### Try it
Take the line with "for the change**" and all lines after it, through the end of the records below, and repeat them exactly.

### Records shown
PR #6987, opened 2021-09-16
Create SECURITY.md

zidingz:
A simple instruction for security researchers.

### DIFF
--- a/SECURITY.md
+++ b/SECURITY.md
@@ -1,0 +1,5 @@
+# Security Policy
+
+## Reporting a Vulnerability
+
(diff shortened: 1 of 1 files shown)


srh:
Closing.  Why now?  Because `v2.4.x` is to become the main branch of the repo, and PR's targeting `next` have to be handled.

I'm not sure I want this change either.  I didn't sign up to become permanent security contact point for some RethinkDB release.  Probably the best bet is to make an issue, and if it's sensitive, ask who to contact, like before.

PR #7000, opened 2021-11-30
Fix build on Ubuntu 20.04 with clang++-9

zouyonghao:
**Reason for the change**
I got some compilation fails recently on Ubuntu 20.04 with clang++-9, this is a fix.

**Description**
Add a missing header and namespace.

**Checklist**
- [x] I have read and agreed to the [RethinkDB Contributor License Agreement](http://rethinkdb.com/community/cla/)

### DIFF
--- a/src/clustering/immediate_consistency/history.hpp
+++ b/src/clustering/immediate_consistency/history.hpp
@@ -4,6 +4,7 @@
 
 #include <map>
 #include <set>
+#include <stdexcept>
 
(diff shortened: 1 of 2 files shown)


srh:
First, thank you for the PR.

I am going to merge this, but note that the `next` branch is deprecated and v2.4.x should already have this fix (though it includes stddef.h instead of using std::size_t).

### Written answer
**Reason for the change**
I got some compilation fails recently on Ubuntu 20.04 with clang++-9, this is a fix.

**Description**
Add a missing header and namespace.

**Checklist**
- [x] I have read and agreed to the [RethinkDB Contributor License Agreement](http://rethinkdb.com/community/cla/)

### DIFF
--- a/src/clustering/immediate_consistency/history.hpp
+++ b/src/clustering/immediate_consistency/history.hpp
@@ -4,6 +4,7 @@
 
 #include <map>
 #include <set>
+#include <stdexcept>
 
(diff shortened: 1 of 2 files shown)


srh:
First, thank you for the PR.

I am going to merge this, but note that the `next` branch is deprecated and v2.4.x should already have this fix (though it includes stddef.h instead of using std::size_t).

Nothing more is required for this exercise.